Entries taken from a collection
PR #44744, opened 2026-07-20
feat(manager/nuget): pass defaultRegistryUrls to NuGet artifact updates to support private feeds

loganprice:
## Changes

This PR modifies the NuGet manager's artifact/lockfile update process to respect the existing `defaultRegistryUrls` configuration option instead of falling back to the hardcoded `api.nuget.org` registry feed.
Specifically:

- Exposes `defaultRegistryUrls` to manager-level artifact updaters in `UpdateArtifactsConfig` (`lib/modules/manager/types.ts`).
- Passes down the resolved `defaultRegistryUrls` from the first updated dependency when invoking manager-level restores in `get-updated.ts`.
- Updates `createCachedNuGetConfigFile` in `lib/modules/manager/nuget/artifacts.ts` to check for `config.defaultRegistryUrls`. If configured, it will map these to NuGet package sources, completely bypassing the default fallback to the public `api.nuget.org` registry.
This allows self-hosted Renovate deployments to run cleanly in airgapped environments (using internal mirrors like Artifactory) without encountering slow network connection timeouts on `api.nuget.org` during `dotnet restore` execution, and without requiring any new configuration options to be added.

## Context

## AI assistance disclosure

**Details**:
This pull request was co-authored with **Antigravity**, a coding assistant developed by Google DeepMind running the **Gemini 3.5 Flash (Medium)** model. The AI was used to research the codebase structure, design the non-breaking implementation flow, draft the type/worker changes, write the new unit tests, and format documentation.

The public repository: <URL>

### DIFF
--- a/lib/modules/manager/nuget/artifacts.ts
+++ b/lib/modules/manager/nuget/artifacts.ts
@@ -40,9 +40,14 @@ async function createCachedNuGetConfigFile(
   nugetCacheDir: string,
   packageFileName: string,
   updatedDeps: Upgrade[],
+  config: UpdateArtifactsConfig,
 ): Promise<string> {
+  const fallbackRegistries = config.defaultRegistryUrls
+    ? config.defaultRegistryUrls.map((url) => ({ url }))
+    : getDefaultRegistries();
+
   const registries =
-    (await getConfiguredRegistries(packageFileName)) ?? getDefaultRegistries();
+    (await getConfiguredRegistries(packageFileName)) ?? fallbackRegistries;
 
   const updatedDepsRegistries: Registry[] = Array.from(
     new Set(
@@ -76,6 +81,7 @@ async function runDotnetRestore(
     nugetCacheDir,
     packageFileName,
     updatedDeps,
+    config,
   );
 
   const dotnetVersion =
--- a/lib/modules/manager/nuget/artifacts.spec.ts
+++ b/lib/modules/manager/nuget/artifacts.spec.ts
@@ -515,4 +515,33 @@ describe('modules/manager/nuget/artifacts', () => {
     ]);
     expect(execSnapshots).toBeEmptyArray();
   });
+
+  it('respects defaultRegistryUrls', async () => {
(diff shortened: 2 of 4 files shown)


viceice (commented):
@renovatebot/maintainers Opinions? I'm usure about this change

lib/modules/manager/nuget/artifacts.ts
```diff
@@ -40,9 +40,14 @@ async function createCachedNuGetConfigFile(
   nugetCacheDir: string,
   packageFileName: string,
   updatedDeps: Upgrade[],
+  config: UpdateArtifactsConfig,
 ): Promise<string> {
+  const fallbackRegistries = config.defaultRegistryUrls
+    ? config.defaultRegistryUrls.map((url) => ({ url }))
+    : getDefaultRegistries();
```
secustor, line 47: How is this different from 

https://github.com/renovatebot/renovate/pull/44744/changes#diff-a731713d229124948c6029489e95159163df1422e03d6804a2b7f3e6fe499940R52-R59 ? 

Outside of the current implementation is checking ALL dependencies.

loganprice: From looking at the existing code they serve two different purposes and levels of configuration:

- fallbackRegistries (lines 45–47)  is the baseline default registry used only when the repository does not have its own nuget.config file. It replaces the hardcoded api.nuget.org fallback with config.defaultRegistryUrls. If the repo already defines a nuget.config, fallbackRegistries is ignored.

- updatedDepsRegistries (lines 52–59) is for dependency-specific feeds defined on individual packages via Renovate packageRules using registryUrls. These are always merged into the generated nuget.config so dotnet restore can locate private feeds configured for specific dependencies being upgraded, regardless of whether the repo has an existing nuget.config. Which is great if the lockfile is being updated during a version upgrade but  in the case of a standalone lockFileMaintenance run, updatedDeps is passed as an empty array so no registries would get added.

PR #44781, opened 2026-07-22
perf(package-rules): avoid re-cloning invariant packageRules array on every rule match

### LINKED ISSUE #44459: perf(package-rules): avoid re-cloning invariant packageRules array on every rule match in applyPackageRules
### Discussed in https://github.com/renovatebot/renovate/discussions/44444

<sup>Originally posted by **eyalzek** July  9, 2026</sup>

Self-hosted Renovate CLI (official `renovate/renovate` image) on Kubernetes.

### Which platform are you running Renovate on?

GitHub.com

43.251.3 (behavior observed consistently across 43.200.0 → 43.255.x)

**Summary:** on a large monorepo, ~88% of the whole Renovate run's CPU goes into `applyPackageRules` — dominated by `klona` deep-clones via `mergeChildConfig` — executed once per *matching rule* per *dependency instance*. Because `vulnerabilityAlerts` compiles every open Dependabot alert into force package rules (with full advisory markdown in `prBodyNotes`) that join the per-dependency config, the effective cost scales roughly **O(open alerts × package rules × dependency instances)**. On our repo this makes the lookup phase run for hours, and — worse than just being slow — the sustained synchronous clone/match churn **starves the event loop for 60–90s at a stretch**, so in-flight sockets get closed by peers (`socket hang up` on GraphQL POSTs, TLS handshakes timing out). A single such failure on a github datasource escalates to `ExternalHostError`, which aborts the whole repository run before any PRs are created.

**Repo shape:** monorepo with ~400 package files (~180 `go.mod`, ~200 `package.json`, plus Dockerfiles/workflows), i.e. tens of thousands of dependency *instances* (the same transitive Go dep appears in ~180 files and is fully re-processed per file). Several thousand open Dependabot alerts (large majority non-actionable transitive go-module advisories).

**CPU profile** (3-minute capture via inspector during the lookup phase, totals of self-time):

| self time | share | function | location |
|---|---|---|---|
| ~120s | 66% | `klona` | `klona/json` via `clone()` |
| ~35s | 19% | `matchesRule` | `util/package-rules` |
| ~4s | 2.3% | `applyPackageRules` | `util/package-rules` |
| ~8s | 4.6% | (garbage collector) | |

Every hot `klona` call site has the same stack: `applyPackageRules → mergeChildConfig → clone (klona)`.

**Observed impact measurements:**

- Disabling `vulnerabilityAlerts` alone made dependency processing **~20× faster** on this repo (same run otherwise: caches, node size, config) — consistent with the alert-derived rules being the biggest object in every clone.
- With alerts enabled, throughput was ~1 dependency-instance/second of pure local CPU (single core pinned, network mostly idle) — even for deps that end up `enabled: false` and need no lookups at all.
- It's self-amplifying: when runs abort, no update/security PRs merge, so open alerts accumulate, so the per-dep cost grows, so the next run is slower. Our alert count roughly 2.5×'d in the weeks after runs started failing.
- Raising the heap (`--max-old-space-size`) removed GC pressure (we measured `mu = 0.006` when running against the default 4GB cap) but the event-loop stalls persist — it's compute, not memory.

**Why it's fatal and not just slow:** the multi-minute event-loop stalls kill unrelated in-flight requests; a failed `POST /graphql` (not retried by got) from `github-tags`/`github-releases` becomes `ExternalHostError`, and for onboarded repos `lib/workers/repository/process/fetch.ts` propagates that as a repo abort (`external-host-error`) with no config opt-out. So past a certain repo size × alert count, runs abort ~100% of the time.

**Suggested directions** (happy to help with a PR if maintainers agree on an approach):

1. **Memoize/deduplicate rule application per identical input** — the same dependency (name, datasource, versioning, essentially identical file-level config) is fully re-evaluated for each of the ~180 package files that contain it. A cache keyed on the inputs of `applyPackageRules` would cut our instance count ~two orders of magnitude.
2. **Avoid deep-cloning the full config per matching rule** — `mergeChildConfig(config, rule)` clones the entire accumulated config (which itself contains the complete `packageRules` array, including the alert-derived rules) once per matching rule. Options: strip `packageRules` (and other large, invariant keys) before the per-rule merge loop and reattach after; or accumulate matched rules and merge once.
3. **Keep advisory bodies out of the per-dependency config path** — the alert-derived force rules embed full advisory markdown (`prBodyNotes`) that is only needed at PR-creation time; storing bodies out-of-band and referencing them by id would shrink the cloned object dramatically for repos with many alerts.

I can share the full `.cpuprofile` and put together a synthetic public reproduction (N go.mod files sharing M deps + a large generated packageRules array) if that helps triage.

### Logs (if relevant)

Representative sequence during a stall (log output drops from ~5 lines/s to ~1 line/20-30s, then all failures land in one burst):

```
DEBUG: Dependency: go.opentelemetry.io/otel/metric, is disabled   (per-instance evaluations 20-30s apart)
...
DEBUG: POST https://api.github.com/graphql = (code=ECONNRESET, statusCode=-1 retryCount=0, duration=128272)
DEBUG: Shrinking GitHub GraphQL page size after error
WARN:  Error obtaining docker token: Timeout awaiting 'request' for 60000ms
WARN:  Host error (github-tags): Client network socket disconnected before secure TLS connection was established
INFO:  Repository finished  "result": "external-host-error"
```</div>

### PR DESCRIPTION
**Pull request by eyalzek**
## Changes

`applyPackageRules()` merges each matching rule into the working config via `mergeChildConfig()`, which deep-clones the entire accumulated config on every call — including the invariant `packageRules` array itself. On repos with many dependency instances and large rule arrays (e.g. `vulnerabilityAlerts` compiling every open advisory into a forced rule), this cloning dominates the whole Renovate run — observed at ~66% of total CPU in a production profile.

This PR excludes `packageRules` from the working config while rules are applied and restores it afterwards, preserving the previous merge semantics for:
- rules that themselves carry nested `packageRules` (still merged/concatenated onto the restored array),
- `null` / empty / absent `packageRules` inputs (round-tripped unchanged),
- external callers that observe the returned config (the array reference survives the round-trip).

No behavior change; strictly a hot-path allocation removal.

## Context

- [x] This closes an existing Issue, Closes: #44459

## AI assistance disclosure

Claude Fable 5 (via Claude Code) was used to co-author the implementation and the added unit tests, based on a CPU profile and hypothesis I supplied. All final wording, review, and validation are mine.

New tests in `lib/util/package-rules/index.spec.ts` cover the round-trip guarantee (rules preserved), nested-rules concatenation, and null/empty input handling. The change was also validated on a large private monorepo where it eliminated the applyPackageRules hot path from the CPU profile (issue #44459 has the original profile).

The public repository: n/a (private profile source; behavior fully covered by the new specs)

### DIFF
--- a/lib/util/package-rules/index.ts
+++ b/lib/util/package-rules/index.ts
@@ -38,6 +38,12 @@ export async function applyPackageRules<T extends PackageRuleInputConfig>(
 ): Promise<T> {
   let config = { ...inputConfig };
   const packageRules = config.packageRules ?? [];
+  // The `packageRules` array is invariant while rules are being applied, and
+  // can be very large (e.g. vulnerability alerts append rules embedding full
+  // advisory texts). Remove it from the working config so mergeChildConfig()
+  // does not deep-clone the whole array once per matched rule, then restore
+  // it afterwards.
+  delete config.packageRules;
   logger.trace(
     { dependency: config.depName, packageRules },
     `Checking against ${packageRules.length} packageRules`,
@@ -106,6 +112,14 @@ export async function applyPackageRules<T extends PackageRuleInputConfig>(
       delete toApply.overridePackageName;
       config = mergeChildConfig(config, toApply);
     }
+  }
+  // Restore the rules. If any applied rule carried nested `packageRules`
+  // (e.g. from a resolved preset), preserve the concat-merge semantics that
+  // mergeChildConfig() would previously have applied.
+  if (config.packageRules) {
+    config.packageRules = packageRules.concat(config.packageRules);
+  } else if ('packageRules' in inputConfig) {
+    config.packageRules = inputConfig.packageRules;
   }
   return config;
 }
--- a/lib/util/package-rules/index.ts
+++ b/lib/util/package-rules/index.ts
@@ -39,6 +39,12 @@ export async function applyPackageRules<T extends PackageRuleInputConfig>(
 ): Promise<T> {
   let config = { ...inputConfig };
   const packageRules = coerceArray(config.packageRules);
+  // The `packageRules` array is invariant while rules are being applied, and
+  // can be very large (e.g. vulnerability alerts append rules embedding full
+  // advisory texts). Remove it from the working config so mergeChildConfig()
+  // does not deep-clone the whole array once per matched rule, then restore
+  // it afterwards.
+  delete config.packageRules;
   logger.trace(
     { dependency: config.depName, packageRules },
     `Checking against ${packageRules.length} packageRules`,
@@ -107,6 +113,14 @@ export async function applyPackageRules<T extends PackageRuleInputConfig>(
       delete toApply.overridePackageName;
       config = mergeChildConfig(config, toApply);
     }
+  }
+  // Restore the rules. If any applied rule carried nested `packageRules`
+  // (e.g. from a resolved preset), preserve the concat-merge semantics that
+  // mergeChildConfig() would previously have applied.
+  if (config.packageRules) {
+    config.packageRules = packageRules.concat(config.packageRules);
+  } else if ('packageRules' in inputConfig) {
+    config.packageRules = inputConfig.packageRules;
   }
   return config;
 }
--- a/lib/util/package-rules/index.spec.ts
+++ b/lib/util/package-rules/index.spec.ts
@@ -1530,4 +1530,56 @@ describe('util/package-rules/index', () => {
     const res = await applyPackageRules(config);
     expect(res.sourceUrl).toBe('https://github.com/hashicorp/aws');
   });
+
+  describe('packageRules array handling', () => {
+    it('returns the input packageRules array without re-cloning it', async () => {
+      const config: TestConfig = {
+        packageName: 'a',
+        packageRules: [
+          {
+            matchPackageNames: ['a'],
+            // @ts-expect-error -- testing
+            x: 2,
+          },
+        ],
+      };
+      const res = await applyPackageRules(config);
+      expect(res.x).toBe(2);
+      expect(res.packageRules).toBe(config.packageRules);
+    });
+
+    it('does not add a packageRules key when the input has none', async () => {
+      const config: PackageRuleInputConfig = { packageName: 'a' };
+      const res = await applyPackageRules(config);
+      expect(res.packageRules).toBeUndefined();
+    });
+
+    it('keeps an empty packageRules array', async () => {
+      const config: PackageRuleInputConfig = {
+        packageName: 'a',
+        packageRules: [],
+      };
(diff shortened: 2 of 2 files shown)

### CODE REVIEW

**Comment by eyalzek** [comment]
Force-pushed once to remove a `Closes #44459` line from the commit message — the `closes-issue-or-discussion` required check rejects closing keywords in commits (they belong in the PR description, which still carries the reference). The diff is byte-identical; only the commit message changed. Sorry for the force-push against the template's guidance — was the only way to clear the required check.

File: lib/util/package-rules/index.ts [hunk 1]
```diff
@@ -107,6 +113,14 @@ export async function applyPackageRules<T extends PackageRuleInputConfig>(
       config = mergeChildConfig(config, toApply);
     }
   }
+  // Restore the rules. If any applied rule carried nested `packageRules`
+  // (e.g. from a resolved preset), preserve the concat-merge semantics that
+  // mergeChildConfig() would previously have applied.
+  if (config.packageRules) {
+    config.packageRules = packageRules.concat(config.packageRules);
```
viceice, line 120:
```suggestion
  if (config.packageRules.length && packageRules.length) {
    packageRules.push(...config.packageRules);
    config.packageRules = packageRules;
```
this seems to be better? so we don't create another array?

eyalzek: Good catch on avoiding the extra allocation, but I want to flag one thing before switching to `push`: `packageRules` here is the same array reference as `inputConfig.packageRules` (since `config = {...inputConfig}` is only a shallow copy). Mutating it with `push` mutates the caller's array in place, not just a local copy.

I traced every current call site (`flatten.ts`, `fetch.ts`, `filter-checks.ts`) and in each one the config passed in is freshly deep-cloned via `mergeChildConfig`/`klona` immediately before calling `applyPackageRules`, so mutating in place is safe *today*. But that's an implicit invariant — if a future caller ever passes a config without cloning first, `push` would silently corrupt that caller's shared `packageRules` array across separate dependencies/calls, which would be a nasty bug to track down.

Are you comfortable relying on that "callers always clone first" invariant holding indefinitely, or would you rather I keep the `concat()` (new array, no shared-mutation risk) and only reach for `push` if we want to formalize/document that callers must always pass an already-cloned config into this function?

eyalzek: @viceice any input on how you'd like to proceed? I tested this patch in our massive monorepos that would never complete a run before the GH token expires (1 hour) and with the fix it takes under 30 minutes.

eyalzek: @viceice ping

viceice (approved):
let's not asume the fresh cloned package rules yet. we can improve later by moving the clone to relevant places and add function docs about what happens / needs to be done (eg packages rules array  can / will be mutated)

• [About this exercise]: Among the entries above, locate the lines containing "- rules that" and "- [x] This closes", and transcribe exactly those two lines and all lines between.

• [Answer area]:
- rules that themselves carry nested `packageRules` (still merged/concatenated onto the restored array),
- `null` / empty / absent `packageRules` inputs (round-tripped unchanged),
- external callers that observe the returned config (the array reference survives the round-trip).

No behavior change; strictly a hot-path allocation removal.

## Context

- [x] This closes an existing Issue, Closes: #44459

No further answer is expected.